*** Opening Material provided ***
PR #514, opened 2023-09-01
Make the showcase theme selector sticky

jagthedrummer:
Adding `fixed` to the theme selector make it stick to the bottom of the browser window instead of being stuck all the way at the bottom of the scroll.

But if we _just_ add the `fixed` class, then the theme selector will overlap the content at the very bottom of the page and we have no way to get to it.

CleanShot 2023-09-01 at 12 41 45

We can fix that by using a little bit of JS to calculate the height of the theme selector and then set that amount of padding on the bottom of the `main` container.

Doing that makes it so that there is a scrollbar if the theme selector will overlap any content at the bottom of the `main` container.

CleanShot 2023-09-01 at 12 38 56

And makes it so that you can scroll all the way down and see all of the content.

CleanShot 2023-09-01 at 12 39 08

### DIFF
--- a/bullet_train-themes-light/app/views/showcase/engine/_head.html.erb
+++ b/bullet_train-themes-light/app/views/showcase/engine/_head.html.erb
@@ -36,11 +36,13 @@
   document.addEventListener("DOMContentLoaded", () => {
     const node = document.getElementById("bullet_train_theme_selects").content.cloneNode(true)
     document.querySelector("main").appendChild(node)
+    const selectorNode = document.getElementById("bt-theme-selector")
+    document.querySelector("main").style.paddingBottom = selectorNode.offsetHeight + "px"
   })
 </script>
 
 <template id="bullet_train_theme_selects">
-  <section class="border-t w-full p-4 flex justify-end left-0 bottom-0">
+  <section class="border-t w-full p-4 flex justify-end left-0 bottom-0 fixed bg-white dark:sc-bg-neutral-900" id="bt-theme-selector">
     <h3 class="pt-2">Bullet Train Light theme options</h3>
 
     <div>
--- a/bullet_train-themes-light/app/views/showcase/engine/_head.html.erb
+++ b/bullet_train-themes-light/app/views/showcase/engine/_head.html.erb
@@ -33,12 +33,15 @@
   BulletTrain.theme = new ___theme()
   BulletTrain.theme.start()
 
-  document.addEventListener("DOMContentLoaded", () => {
+  function placeThemeSelector() {
     const node = document.getElementById("bullet_train_theme_selects").content.cloneNode(true)
     document.querySelector("main").appendChild(node)
     const selectorNode = document.getElementById("bt-theme-selector")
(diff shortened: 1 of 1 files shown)


kaspth:
Ok, something is up with my setup then, because I couldn't get this to look right locally in Safari. Let me pull this down and try again. Sorry for yanking it!

bullet_train-themes-light/app/views/showcase/engine/_head.html.erb
```diff
@@ -36,11 +36,13 @@
...
     const node = document.getElementById("bullet_train_theme_selects").content.cloneNode(true)
     document.querySelector("main").appendChild(node)
+    const selectorNode = document.getElementById("bt-theme-selector")
+    document.querySelector("main").style.paddingBottom = selectorNode.offsetHeight + "px"
   })
 </script>
 
 <template id="bullet_train_theme_selects">
-  <section class="border-t w-full p-4 flex justify-end left-0 bottom-0">
+  <section class="border-t w-full p-4 flex justify-end left-0 bottom-0 fixed bg-white dark:sc-bg-neutral-900" id="bt-theme-selector">
```
kaspth, line 45: Interesting, it didn't look to me like we needed `bg-white dark:sc-bg-neutral-900` because we got `bg-inherit` automatically from being in `main`. Also `sc-bg-neutral-900` isn't safe since that comes from Showcase's CSS build and would go away if Showcase stopped using it.

jagthedrummer: Without those that div is transparent and content shows through it.

CleanShot 2023-09-01 at 12 58 01

kaspth:
I also just found out that the container disappears when running with the application.js that uses Turbo when navigating a page.

jagthedrummer:
Also, I just noticed that the theme selector disappears if you click on any of the sidebar links. This happens both in this branch and in `main`. I suspect it's a turbo thing.

jagthedrummer:
lol, jinx!

kaspth:
> lol, jinx!

sweet 😂, let me pull your fix down!

bullet_train-themes-light/app/views/showcase/engine/_head.html.erb
kaspth: Dang, wut. It seems like we don't really ship dark-mode colors, I tried `dark:bg-black` but that's kinda too much. I don't know if there's a way to transform colors in Tailwind, it would be nice if we didn't have to muck with the build or pollute application.css.

kaspth (approved):
I fixed my local setup and I see this working now! It's just that dark background-color that I don't know what to do with, feel free to merge if that's easier.

bullet_train-themes-light/app/views/showcase/engine/_head.html.erb
jagthedrummer: I couldn't even get `dark:bg-black` to do anything. It seemed to fallback to `bg-white`, which is no good with white text.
*** Closing Material provided ***
Required action: Copy out every line of the data in which the word "black" is found.

Reply to the task:
kaspth: Dang, wut. It seems like we don't really ship dark-mode colors, I tried `dark:bg-black` but that's kinda too much. I don't know if there's a way to transform colors in Tailwind, it would be nice if we didn't have to muck with the build or pollute application.css.
jagthedrummer: I couldn't even get `dark:bg-black` to do anything. It seemed to fallback to `bg-white`, which is no good with white text.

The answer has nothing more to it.